Start of Dataset records

PR #11303, opened 2026-06-02
NIFI-15888 Add size limit to Standard Content Viewer

exceptionfactory:
# Summary

[NIFI-15888](https://issues.apache.org/jira/browse/NIFI-15888) Adds an internal size limit of 10 MB to the Standard Content Viewer, avoiding attempts to load, format, and render large FlowFiles.

The internal limit of 10 MB aligns with a previous comment on Apache Avro formatting, which actually limited to the output size to 2 MB.

The implementation uses the `LimitingInputStream` to avoid reading more than 10 MB from the referenced FlowFile. The limit applies to both formatted and unformatted responses. Unformatted responses with content exceeding the limit return an `HTTP 206` status indicating Partial Content returned. Formatted may throw an exception when the limit does not align with expected structural boundaries. In this case, the server returns an HTTP 500 with message indicating length exceeds maximum. As a best effort viewer, returning an error avoids both server and client memory consumption concerns. The hexadecimal viewer continues to provide a general way to view initial bytes.

Additional unit tests exercise length limiting behavior with formatted and unformatted responses.

# Tracking

### Issue Tracking

### Pull Request Tracking

### Pull Request Formatting

# Verification

### Build

  - [X] JDK 21
  - [X] JDK 25

### Licensing

### Documentation

### DIFF
--- a/nifi-extension-bundles/nifi-standard-bundle/nifi-standard-content-viewer/src/main/java/org/apache/nifi/web/controller/StandardContentViewerController.java
+++ b/nifi-extension-bundles/nifi-standard-bundle/nifi-standard-content-viewer/src/main/java/org/apache/nifi/web/controller/StandardContentViewerController.java
@@ -28,6 +28,7 @@ import org.apache.avro.generic.GenericData;
 import org.apache.avro.generic.GenericDatumReader;
 import org.apache.avro.io.DatumReader;
 import org.apache.nifi.authorization.AccessDeniedException;
+import org.apache.nifi.stream.io.LimitingInputStream;
 import org.apache.nifi.web.ContentAccess;
 import org.apache.nifi.web.ContentRequestContext;
 import org.apache.nifi.web.DownloadableContent;
@@ -45,6 +46,10 @@ import java.io.IOException;
 import java.io.InputStream;
 import java.io.OutputStream;
 import java.net.HttpURLConnection;
+import java.util.Arrays;
+import java.util.Map;
+import java.util.function.Function;
+import java.util.stream.Collectors;
 import javax.xml.transform.stream.StreamResult;
 import javax.xml.transform.stream.StreamSource;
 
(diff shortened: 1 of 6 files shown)


nifi-extension-bundles/nifi-standard-bundle/nifi-standard-content-viewer/src/main/java/org/apache/nifi/web/controller/StandardContentViewerController.java
```diff
@@ -80,38 +92,47 @@ public void doGet(final HttpServletRequest request, final HttpServletResponse re
...
+            final ContentType formattedContentType = getFormattedContentType(request, downloadableContent.getType());
+            if (formattedContentType == null) {
+                response.sendError(HttpURLConnection.HTTP_NOT_ACCEPTABLE, "Unknown Content Type");
+            } else {
+                final String dataUri = requestContext.getDataUri();
+                writeContentFormatted(dataUri, formattedContentType, contentStream, response);
+                response.setStatus(HttpServletResponse.SC_OK);
+            }
+        } else {
             contentStream.transferTo(response.getOutputStream());
```
pvillard31, line 112: For content larger than the response buffer, the response commits during transferTo, so does the later setStatus(SC_PARTIAL_CONTENT) actually reach the client, or does it silently return 200 with truncated content?

nifi-extension-bundles/nifi-standard-bundle/nifi-standard-content-viewer/src/test/java/org/apache/nifi/web/controller/StandardContentViewerControllerTest.java
```diff
@@ -67,8 +75,39 @@ class StandardContentViewerControllerTest {
...
+        final DownloadableContent downloadableContent = new DownloadableContent(FILENAME, APPLICATION_OCTET_STREAM, contentStream);
+        setDownloadableContent(downloadableContent);
+
+        final MockServletOutputStream mockServletOutputStream = new MockServletOutputStream();
+        when(response.getOutputStream()).thenReturn(mockServletOutputStream);
+
+        final LimitedStandardContentViewerController limitedController = new LimitedStandardContentViewerController();
+        limitedController.doGet(request, response);
+
+        verify(response).setStatus(eq(HttpServletResponse.SC_PARTIAL_CONTENT));
```
pvillard31, line 106: Since MockServletOutputStream never commits the response, does this test really verify that a real container would send 206 after the body is written?

nifi-extension-bundles/nifi-standard-bundle/nifi-standard-content-viewer/src/main/java/org/apache/nifi/web/controller/StandardContentViewerController.java
exceptionfactory: Good catch, the test behavior masked this important detail. I adjusted the approach to get the expected Content Length from the source, and used that to get and set the response status prior to handling the stream.

nifi-extension-bundles/nifi-standard-bundle/nifi-standard-content-viewer/src/test/java/org/apache/nifi/web/controller/StandardContentViewerControllerTest.java
exceptionfactory: Thanks for pointing this out, I reworked the implementation to set the response status earlier.

exceptionfactory:
Thanks for the review @pvillard31, good catch on the order of setting the response status.

I made some adjustments to get the source content length and pass it to the `DownloadableContent` object, enabling determination of partial content status prior to stream handling.

The `LimitingInputStream` still enforces the limit, even if the content length is something unknown, like `-1`, but the response status determination provides a best-effort approach to indicate whether truncation occurred.

pvillard31 (approved):
Thanks @exceptionfactory - latest LGTM

PR #11304, opened 2026-06-02
NIFI-15987: Updating the global and connector specific policy managem…

mcgilman:
…ent pages to include policies for view/write data and viewing provenance events.

## Summary

Extends NiFi UI access policy management for **connectors** at global and per-instance scope, aligning with backend authorizable paths for connector data and provenance.

**Global policies** (`/access-policies`):
- Connectors resource supports extended actions: view/modify connectors, view/modify data (`/data/connectors`), view provenance (`/provenance-data/connectors`)
- Connectors use a dedicated UI branch (not the generic read/write-only path) with inherited-policy templates for global connector, data, and provenance policies

**Per-instance policies** (component access policies):
- Dedicated `connectors` branch: data and provenance actions enabled; site-to-site disabled
- `ComponentType.Connector` context with inherited templates for `/connectors`, `/data/connectors`, and `/provenance-data/connectors`

**API resource path fix** (`AccessPolicyService`):
- UI `{ resource: 'connectors', resourceIdentifier: 'data' }` maps to `/data/connectors` (not `/connectors/data`)
- Same for `provenance-data` → `/provenance-data/connectors`
- `buildResourcePath()` centralizes path construction for create/get and policy status checks

**Found vs Inherited** (`access-policy.effects.ts`):
- Compares API `component.resource` to `buildResourcePath()` so connector data/provenance policies resolve correctly (including legacy wrong paths like `/connectors/data` showing as Inherited)

**Users → Access Policies listing**:
- Human-readable labels for global `/data/connectors` and `/provenance-data/connectors` policies
- Per-instance connector policy labels and deep links to component policies

**Shared UI**:
- `ComponentContext` and `component-type-name` pipe support for `ComponentType.Connector` (plug icon, “Connector” label)
- `component-access-policies` selector corrected to `component-access-policies`

**Queue listing (bundled fix)**:
- On submit/poll API failure, dispatch `queueListingApiError`, close dialogs, and stop polling so the progress dialog does not stay open indefinitely

## Testing

- [x] `nx test nifi` — access policy service/effects specs, global/component access-policies specs, user-access-policies specs, component-context spec
- [ ] **Global policies**: Create/view policies for Connectors → read/write, read/write data, read provenance data; verify API paths `/connectors`, `/data/connectors`, `/provenance-data/connectors`
- [ ] **Per-instance**: Open access policies for a connector instance; create inherited/overrides for view connector, view/modify data, view provenance; confirm site-to-site is not offered
- [ ] **Users listing**: Confirm global connector data/provenance policies show correct labels (not generic “access connectors”)
- [ ] **Found/Inherited**: Policies at correct paths show **Found**; policies created earlier at wrong paths (e.g. `/connectors/data`) show **Inherited** until recreated
- [ ] **Queue listing**: Trigger a queue listing failure; confirm error surfaces and progress dialog closes

## Notes for reviewers

**Policy migration:** Policies created before this path transform used incorrect resources (e.g. `/connectors/data`). The UI does not migrate them; delete and recreate at the correct paths if needed.

**Connector canvas provenance preview:** Preview on the connector canvas is gated by **global** “query provenance” (`/provenance` / `currentUser.provenancePermissions.canRead`), not by `/provenance-data/connectors`. Granting only connector provenance policies does not enable the preview control.

**Queue listing change:** Included in this PR because it was discovered during connector policy QA; behavior is unrelated to access policies but fixes a stuck-dialog regression.

### DIFF
--- a/nifi-frontend/src/main/frontend/apps/nifi/src/app/pages/access-policies/service/access-policy.service.spec.ts
+++ b/nifi-frontend/src/main/frontend/apps/nifi/src/app/pages/access-policies/service/access-policy.service.spec.ts
@@ -1,0 +1,106 @@
+/*
+ * Licensed to the Apache Software Foundation (ASF) under one or more
+ * contributor license agreements.  See the NOTICE file distributed with
+ * this work for additional information regarding copyright ownership.
+ * The ASF licenses this file to You under the Apache License, Version 2.0
+ * (the "License"); you may not use this file except in compliance with
+ * the License.  You may obtain a copy of the License at
+ *
+ *     http://www.apache.org/licenses/LICENSE-2.0
+ *
+ * Unless required by applicable law or agreed to in writing, software
+ * distributed under the License is distributed on an "AS IS" BASIS,
+ * WITHOUT WARRANTIES OR CONDITIONS OF ANY KIND, either express or implied.
+ * See the License for the specific language governing permissions and
+ * limitations under the License.
+ */
+
+import { TestBed } from '@angular/core/testing';
+import { provideHttpClient } from '@angular/common/http';
+import { provideHttpClientTesting } from '@angular/common/http/testing';
+import { AccessPolicyService } from './access-policy.service';
+import { Action, ResourceAction } from '../state/shared';
+import { Client } from '../../../service/client.service';
+import { ClusterConnectionService } from '../../../service/cluster-connection.service';
+
+describe('AccessPolicyService', () => {
+    let service: AccessPolicyService;
+
+    beforeEach(() => {
+        TestBed.configureTestingModule({
+            providers: [
+                AccessPolicyService,
+                provideHttpClient(),
+                provideHttpClientTesting(),
+                {
+                    provide: Client,
+                    useValue: {
+                        getClientId: () => 'client-id',
+                        getRevision: (entity: { revision: unknown }) => entity.revision
+                    }
+                },
+                {
+                    provide: ClusterConnectionService,
+                    useValue: { isDisconnectionAcknowledged: () => false }
+                }
+            ]
+        });
+
+        service = TestBed.inject(AccessPolicyService);
+    });
+
+    describe('buildResourcePath', () => {
+        function buildPath(resourceAction: ResourceAction): string {
+            return service.buildResourcePath(resourceAction);
+        }
+
+        it('should transform connectors data policy to /data/connectors', () => {
+            expect(
+                buildPath({
+                    resource: 'connectors',
+                    resourceIdentifier: 'data',
+                    action: Action.Read
+                })
+            ).toBe('/data/connectors');
+        });
+
+        it('should transform connectors provenance-data policy to /provenance-data/connectors', () => {
+            expect(
+                buildPath({
+                    resource: 'connectors',
+                    resourceIdentifier: 'provenance-data',
+                    action: Action.Read
+                })
+            ).toBe('/provenance-data/connectors');
+        });
+
+        it('should build global connectors resource path', () => {
+            expect(
+                buildPath({
+                    resource: 'connectors',
+                    action: Action.Read
+                })
+            ).toBe('/connectors');
+        });
+
+        it('should build per-instance connector resource path', () => {
+            expect(
+                buildPath({
+                    resource: 'connectors',
+                    resourceIdentifier: 'connector-1',
+                    action: Action.Write
+                })
+            ).toBe('/connectors/connector-1');
+        });
+
+        it('should pass through non-connector resources unchanged', () => {
+            expect(
+                buildPath({
+                    resource: 'processors',
+                    resourceIdentifier: 'processor-1',
+                    action: Action.Read
+                })
+            ).toBe('/processors/processor-1');
+        });
+    });
+});
--- a/nifi-frontend/src/main/frontend/apps/nifi/src/app/pages/access-policies/service/access-policy.service.spec.ts
+++ b/nifi-frontend/src/main/frontend/apps/nifi/src/app/pages/access-policies/service/access-policy.service.spec.ts
@@ -17,7 +17,7 @@
 
 import { TestBed } from '@angular/core/testing';
 import { provideHttpClient } from '@angular/common/http';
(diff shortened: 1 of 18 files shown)


rfellows:
reviewing...

nifi-frontend/src/main/frontend/libs/shared/src/components/component-context/component-context.component.ts
```diff
@@ -63,8 +63,14 @@ export class ComponentContext {
...
+            case ComponentType.Connector:
+                return 'fa fa-plug primary-color';
             default:
                 return 'icon-drop';
         }
     }
+
+    usesFontAwesomeIcon(): boolean {
+        return this.componentIconClass.startsWith('fa');
+    }
```
rfellows: This feels a bit wrong. Since the `getIconClassName` is private, we can refactor it without risk of breaking anything else. I'd suggest changing this to return some object structure rather than just the classname string. Maybe something like:

```typescript
interface IconMeta {
    className: string;
    iconType: 'font-awesome' | 'icon-font';
}
```

nifi-frontend/src/main/frontend/apps/nifi/src/app/pages/access-policies/service/access-policy.service.spec.ts
rfellows, line 1: Maybe add a couple more tests that ensure the two public methods actually consume `buildResourcePath` correctly:

```typescript
it('createAccessPolicy POSTs with canonical /data/connectors resource', () => {
    const httpMock = TestBed.inject(HttpTestingController);

    service.createAccessPolicy({
        resource: 'connectors',
        resourceIdentifier: 'data',
        action: Action.Read
    }).subscribe();

    const req = httpMock.expectOne('../nifi-api/policies');
    expect(req.request.method).toBe('POST');
    expect(req.request.body.component.resource).toBe('/data/connectors');
    expect(req.request.body.component.resourceIdentifier).toBeUndefined();
    req.flush({});
    httpMock.verify();
});

it('getAccessPolicy GETs the canonical /data/connectors URL', () => {
    const httpMock = TestBed.inject(HttpTestingController);

    service.getAccessPolicy({
        resource: 'connectors',
        resourceIdentifier: 'data',
        action: Action.Read
    }).subscribe();

    httpMock.expectOne('../nifi-api/policies/read/data/connectors').flush({});
    httpMock.verify();
});
```

rfellows (changes requested):
A couple of things...

nifi-frontend/src/main/frontend/libs/shared/src/components/component-context/component-context.component.html
```diff
@@ -18,7 +18,11 @@
 <div class="component-context flex flex-col">
     <div class="flex gap-x-1 items-center">
         <div class="context-logo text-3xl flex flex-col">
-            <i class="icon tertiary-color" [class]="componentIconClass"></i>
+            @if (componentIcon.iconType === 'font-awesome') {
+                <i [class]="componentIcon.className"></i>
+            } @else {
+                <i class="icon tertiary-color" [class]="componentIcon.className"></i>
+            }
```
rfellows, line 25: This is a bit off still vertically and lacks spacing between the icon and the text.

**font-awesome:** 
Image

**flowfont:** 
Image

Also, the font-awesome icon gets its color from the method adding the class, but the others inline it right here in the dom. we should just follow that... and for that matter we could add the `fa` here too since we know these are font-awesome. Then, the method can just return the class name needed and not any extras...

```suggestion
            @if (componentIcon.iconType === 'font-awesome') {
                <i class="fa mr-2 tertiary-color" [class]="componentIcon.className"></i>
            } @else {
                <i class="icon tertiary-color" [class]="componentIcon.className"></i>
            }

```

nifi-frontend/src/main/frontend/libs/shared/src/components/component-context/component-context.component.ts
```diff
@@ -42,29 +49,31 @@ export class ComponentContext {
...
-                return 'icon-funnel';
+                return { className: 'icon-funnel', iconType: 'flowfont' };
             case ComponentType.Label:
-                return 'icon-label';
+                return { className: 'icon-label', iconType: 'flowfont' };
             case ComponentType.RemoteProcessGroup:
-                return 'icon-group-remote';
+                return { className: 'icon-group-remote', iconType: 'flowfont' };
+            case ComponentType.Connector:
+                return { className: 'fa fa-plug tertiary-color', iconType: 'font-awesome' };
```
rfellows: based on my comment above, we can just do this here:
```suggestion
                return { className: 'fa-plug', iconType: 'font-awesome' };
```

nifi-frontend/src/main/frontend/apps/nifi/src/app/pages/queue/state/queue-listing/queue-listing.effects.ts
rfellows, line 1: Can we add some tests here? I realize there were no tests prior, but I think now would be a good time to add some.

rfellows (changes requested):

nifi-frontend/src/main/frontend/libs/shared/src/components/component-context/component-context.component.html
```diff
@@ -17,11 +17,11 @@
...
 <div class="component-context flex flex-col">
     <div class="flex gap-x-1 items-center">
-        <div class="context-logo text-3xl flex flex-col">
+        <div class="context-logo text-3xl flex items-center">
             @if (componentIcon.iconType === 'font-awesome') {
-                <i [class]="componentIcon.className"></i>
+                <i class="fa mr-2 tertiary-color" [class]="componentIcon.className"></i>
             } @else {
-                <i class="icon tertiary-color" [class]="componentIcon.className"></i>
+                <i class="icon mr-2 tertiary-color" [class]="componentIcon.className"></i>
```
rfellows: we don't want this `mr-2` here. the styling from the icon class adds some spacing. we only needed it on the other one since it doesn't need/get the inherited spacing that the others do.

rfellows (approved):
Thanks @mcgilman 👍 
I'll merge it once it passes CI.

End of Dataset records

Write down again, exactly as given, only the lines above that fall from the line with "the License at" to the line with "distributed under the", inclusive.

Output:
+ * the License.  You may obtain a copy of the License at
+ *
+ *     http://www.apache.org/licenses/LICENSE-2.0
+ *
+ * Unless required by applicable law or agreed to in writing, software
+ * distributed under the License is distributed on an "AS IS" BASIS,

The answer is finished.